» **Exercise**
Pick out each line of the records in which the word "visibility" appears.

--- START ---

PR #2125, opened 2019-02-26
chore(package): revert to cli branch

saschanaz:
As the feature has been reverted in highlight.js.

### DIFF
--- a/package.json
+++ b/package.json
@@ -88,7 +88,7 @@
     "command-line-usage": "^5.0.5",
     "epipebomb": "^1.0.0",
     "fs-extra": "^7.0.1",
-    "highlight.js": "github:highlightjs/highlight.js",
+    "highlight.js": "github:highlightjs/highlight.js#cli",
     "hyperhtml": "^2.25.4",
     "loading-indicator": "^2.0.0",
     "marked": "^0.6.1",


marcoscaceres:
We might need to change the way the highlighting code is imported... our build scripts are depending on this feature, so we might need to fix a few other things.

marcoscaceres:
See https://github.com/w3c/respec/blob/develop/tools/build-components.js#L11

saschanaz:
What was the reason to revert it BTW? The error message people reported is that `tools/build.js` was lacking but AFAIK it hasn't been removed.

marcoscaceres:
yes, build.js hasn't been removed (reason: [I shouldn't be allowed near computers](https://github.com/highlightjs/highlight.js/issues/1984#issuecomment-467257131))

saschanaz:
>We might need to change the way the highlighting code is imported... our build scripts are depending on this feature, so we might need to fix a few other things.

Can we merge this first and do it later? Currently we can't even do `npm install` 🤣

marcoscaceres:
What I'd like to do is treat hljs like any other library and not do the bundling. So (pseudo code):
```
import hljs from "highlight.js"
import js from "highlight.js/languages/js"
import xml from "highlight.js/languages/js"
... and so on... 
hljs.registerLanguage(js);
hljs.registerLanguage(xml);
... and so on... 
```

marcoscaceres:
ok, I'm off to bed. Let's pick this up again tomorrow.

saschanaz:
Good night!

PR #2126, opened 2019-02-26
Fix obscuring ReSpec button UI

### LINKED ISSUE #948: ReSpec button UI obscures the W3C logo
Great work on the UI enhancements in ReSpec 6.0!

One minor thing I observed: using certain screen width the ReSpec button is on top of the W3C logo, obscuring it (well, one might argue this is a feature, not a bug ;-)).

w3c-logo-respec

yatri1609:
Fixes #948 

I have tried to implement the Intersection Observer in `ui.js` file which should take care of the button being transparent.


src/core/ui.js
```diff
@@ -114,6 +114,58 @@ function createWarnButton(butName, arr, title) {
     ["label", `Document ${title.toLowerCase()}`],
   ]);
   ariaDecorate(button, ariaMap);
+
+
+  var numSteps = 20.0;
+  var boxElement
+  var prevRatio = 0.0;
+  var increasingColor = "rgba(255, 255, 255)";
+  var decreasingColor = "rgba(255, 255, 255, ratio)";
```
sidvishnoi: I like this idea of changing the alpha. CSS variables might be worth looking into here :D

yatri1609: Ohk! I'll have a look at it...

rishabh3112: Using inline arrows seems better IMHO.
```suggestion
  var decreasingColor = (ratio) => `rgba(255, 255, 255, ${ratio})`;
```

src/core/ui.js
```diff
@@ -114,6 +114,58 @@ function createWarnButton(butName, arr, title) {
...
+    }
+
+    thresholds.push(0);
+    return thresholds;
+  }
+
+  function handleIntersect(entries, observer) {
+    entries.forEach(function (entry) {
+      if (entry.intersectionRatio > prevRatio) {
+        entry.target.style.backgroundColor = increasingColor.replace("ratio", entry.intersectionRatio);
```
rishabh3112: `increasingColor` doesn't have `ratio` as a substring to replace. Maybe left there.

src/core/ui.js
```diff
@@ -114,6 +114,58 @@ function createWarnButton(butName, arr, title) {
...
+      } else {
+        entry.target.style.backgroundColor = decreasingColor.replace("ratio", entry.intersectionRatio);
```
rishabh3112:
```suggestion
        entry.target.style.backgroundColor = decreasingColor(entry.intersectionRatio);
```

src/core/ui.js
```diff
@@ -114,6 +114,58 @@ function createWarnButton(butName, arr, title) {
     ["label", `Document ${title.toLowerCase()}`],
   ]);
   ariaDecorate(button, ariaMap);
+
+
+  var numSteps = 20.0;
```
rishabh3112: Using `const` instead of `var` would be better for all the variables here, except `boxElement` there too `let` could be used.
Also this `numSteps` is redundant.

src/core/ui.js
marcoscaceres: Probably can trigger a simple CSS transition to fade to 50% when intesecting. Hovering or otherwise activating the button should make it fade back in, even if over the logo.

yatri1609: @marcoscaceres Yeah that could be done I'll implement it

yatri1609:
> Any progress on this @yatri1609? As noted in the feedback, we should probably be able to do the the actual animation changes using just CSS.

I have worked on this and will be sending a PR by this weekend. It was delayed as I have my exams going on currently. Sorry for this delay @marcoscaceres I'll send PR asap.

marcoscaceres:
> Sorry for this delay @marcoscaceres I'll send PR asap.

No problem! Appreciate the update and best of luck with the exams! 🏆

src/core/ui.js
```diff
@@ -47,7 +47,7 @@ sub("end-all", () => document.body.prepend(respecUI), { once: true });
 
 const respecPill = hyperHTML`<button id='respec-pill' disabled>ReSpec</button>`;
 respecUI.appendChild(respecPill);
-respecPill.addEventListener("click", function(e) {
+respecPill.addEventListener("click", function (e) {
```
```suggestion
respecPill.addEventListener("click", function(e) {
```

src/core/ui.js
```diff
@@ -87,8 +87,55 @@ function errWarn(msg, arr, butName, title) {
 
 function createWarnButton(butName, arr, title) {
   const buttonId = `respec-pill-${butName}`;
+  var numSteps = 20.0;
+  var boxElement
```
marcoscaceres: So, I think all this setup should be referring to `respecUI` as a whole:
https://github.com/w3c/respec/blob/develop/src/core/ui.js#L37

The "warn button" are only yellow buttons that show warnings.

src/core/ui.js
```diff
@@ -87,8 +87,55 @@ function errWarn(msg, arr, butName, title) {
...
+  var prevRatio = 0.0;
+
+  button.addEventListener("load", function (event) {
```
marcoscaceres: As above. Probably don't need this, you have direct access to the `respecUI` div.

src/core/ui.js
```diff
@@ -87,8 +87,55 @@ function errWarn(msg, arr, butName, title) {
...
+    boxElement = document.querySelector("#respec-pill");
+
+    createObserver();
+  }, false);
+
+  function createObserver() {
```
marcoscaceres: you can probably inline this function as it doesn't return anything.

src/core/ui.js
```diff
@@ -87,8 +87,55 @@ function errWarn(msg, arr, butName, title) {
...
+      root: null,
+      rootMargin: "0px",
+      threshold: buildThresholdList()
+    };
+
+    observer = new IntersectionObserver(handleIntersect, options);
+    observer.observe(boxElement);
+  }
+
+  function buildThresholdList() {
```
marcoscaceres: Can you help me understand what this does? In my mind, all we are concerned about is detecting when `respecUI` intersects a `.logo`.

src/core/ui.js
```diff
@@ -87,8 +87,55 @@ function errWarn(msg, arr, butName, title) {
...
+    }
+
+    thresholds.push(0);
+    return thresholds;
+  }
+
+  function handleIntersect(entries, observer) {
+    entries.forEach(function (entry) {
+      if (entry.intersectionRatio > prevRatio) {
+        const button = hyperHTML`<button id='${buttonId}' class='respec-info-button'>`;
```
marcoscaceres: I'm not sure we need to create a new button? Shouldn't a you just set a css class on `respecUI` causing it to fade out?

src/core/ui.js
marcoscaceres: As above... I wouldn't expect any CSS stuff here at all. All CSS transitions or animations should be handled in the CSS of file.

src/core/ui.js
yatri1609: Yeah correct but this help us make a threshold (i.e. he percentage of intersection after which the logo must fade) after which the logo will fade out so unless and until we do not assign a threshold the intersection observer will not do anything

marcoscaceres: ok, but couldn't it just be 1 or 0? (sorry if that's a silly question, I honestly have no idea how it works)

yatri1609: Yeah that might be done.. I need to check it out once doing it locally.

src/core/ui.js
```diff
@@ -34,6 +34,21 @@ function ariaDecorate(elem, ariaMap) {
...
+  entries => {
+    entries.forEach(entry => {
+      if (entry.intersectionRatio > 0) {
+        entry.target.setAttribute("visibility", "hidden");
+      } else {
+        entry.target.setAttribute("visibility", "visible");
+      }
+    });
+  },
+  { root: document.querySelector("#logo") }
```
marcoscaceres: Note that specs can have multiple logos.  Logos have a “.logo” class.

yatri1609: Ohh yes ! That just didn't crossed my mind.

marcoscaceres: I wonder if the root shouldn’t be respecUI? The you observe() each logo?

yatri1609: Yeah the root needs to be the logo with which we need to observe out button as in this case it needs to be the w3c logo... But since I thought it will be the only logo I assigned root to be the logo.. that's my fault here

yatri1609: So here it will be the respec-ui as we will be observing with respect to the whole ui.

src/core/ui.js
```diff
@@ -34,6 +34,21 @@ function ariaDecorate(elem, ariaMap) {
   }, elem);
 }
 
+const observer = new IntersectionObserver(
+  entries => {
+    entries.forEach(entry => {
+      if (entry.intersectionRatio > 0) {
```
sidvishnoi: Can we use [`IntersectionObserverEntry.isIntersecting`](https://developer.mozilla.org/en-US/docs/Web/API/IntersectionObserverEntry/isIntersecting)?

marcoscaceres:
My reading is that the IntersectionObserver API cannot detect intersection between two elements. It can detect elements coming into the viewport or it can detect an element being scrolled and a child element coming into view. 

Thus, I think we should close this bug because there doesn't seem to be a sane way to do this in browsers without doing some heavy computation?

yatri1609:
As per what I read it said that we could detect Intersection between root and target. Here the root being respec-ui and target being the respec button

yatri1609:
@marcoscaceres As per what I read it said that we could detect Intersection between root and target. Here the root being respec-ui and target being the respec button

yatri1609:
@marcoscaceres The W3C is the image and it doesn't have any specific id through which it could be used as a root for IntersectionObserver

marcoscaceres:
@yatri1609, you can try getting it to work here: https://jsfiddle.net/vrwh2oyx/1/ - however, I think it has to be in a child parent relationship. Because the `respecUI` and the `.logos` are not in a child/parent relationship, I don't think it's possible. 

The only way I can see this working would be to intersect .logos on the document, and then check the bounding rect of  `respecUI` is overlapping with the logos. However, would be computationally expensive.

yatri1609:
> @yatri1609, you can try getting it to work here: https://jsfiddle.net/vrwh2oyx/1/ - however, I think it has to be in a child parent relationship. Because the `respecUI` and the `.logos` are not in a child/parent relationship, I don't think it's possible.
> 
> The only way I can see this working would be to intersect .logos on the document, and then check the bounding rect of `respecUI` is overlapping with the logos. However, would be computationally expensive.

Yeah it might be computationally expensive.

src/core/ui.js
marcoscaceres: No, as it reports if it’s intercepting inside the viewport.

marcoscaceres:
Closing as wont fix. Thanks for your efforts @yatri1609.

--- END ---

» **Exercise output**
+        entry.target.setAttribute("visibility", "hidden");
+        entry.target.setAttribute("visibility", "visible");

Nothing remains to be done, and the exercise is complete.